* SOURCE DATA:

PR #3062, opened 2019-08-30
fix(server): Correctly initialize application description discovery urls for custom hostname

### LINKED ISSUE #3048: Memory leak when UA_gethostname fails in addDiscoveryUrl

Pro:
fixes #3048

### DIFF
--- a/arch/network_tcp.c
+++ b/arch/network_tcp.c
@@ -367,7 +367,6 @@ ServerNetworkLayerTCP_start(UA_ServerNetworkLayer *nl, const UA_String *customHo
     /* Get the discovery url from the hostname */
     UA_String du = UA_STRING_NULL;
     char discoveryUrlBuffer[256];
-    char hostnameBuffer[256];
     if (customHostname->length) {
         du.length = (size_t)UA_snprintf(discoveryUrlBuffer, 255, "opc.tcp://%.*s:%d/",
                                         (int)customHostname->length,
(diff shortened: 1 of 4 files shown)


cabralfortiss:
You should also update here 

https://github.com/open62541/open62541/blob/1666968d9c6a4bdd7b5b7591dc804604e471d376/arch/network_tcp.c#L367-L385

about the initialization of arrays and return an error if UA_gethostname fails, otherwise the leak will still be there.

And since we're here, I'd recommend to put hostnameBuffer inside the else to reduce its scope

Pro:
Done. The initialization is not needed here, since `discoveryUrlBuffer` will always be set.

cabralfortiss:
> 
> 
> Done. The initialization is not needed here, since `discoveryUrlBuffer` will always be set.

Tru dat! looks fine for me now. I will test it next week how it works with freeRTOS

* EXERCISE DIRECTIONS:
Retype, exactly as written, everything from the first line of the data above through the line containing "about the initialization". Nothing else should appear.

* EXPECTED ANSWER:
PR #3062, opened 2019-08-30
fix(server): Correctly initialize application description discovery urls for custom hostname

### LINKED ISSUE #3048: Memory leak when UA_gethostname fails in addDiscoveryUrl

Pro:
fixes #3048

### DIFF
--- a/arch/network_tcp.c
+++ b/arch/network_tcp.c
@@ -367,7 +367,6 @@ ServerNetworkLayerTCP_start(UA_ServerNetworkLayer *nl, const UA_String *customHo
     /* Get the discovery url from the hostname */
     UA_String du = UA_STRING_NULL;
     char discoveryUrlBuffer[256];
-    char hostnameBuffer[256];
     if (customHostname->length) {
         du.length = (size_t)UA_snprintf(discoveryUrlBuffer, 255, "opc.tcp://%.*s:%d/",
                                         (int)customHostname->length,
(diff shortened: 1 of 4 files shown)


cabralfortiss:
You should also update here 

https://github.com/open62541/open62541/blob/1666968d9c6a4bdd7b5b7591dc804604e471d376/arch/network_tcp.c#L367-L385

about the initialization of arrays and return an error if UA_gethostname fails, otherwise the leak will still be there.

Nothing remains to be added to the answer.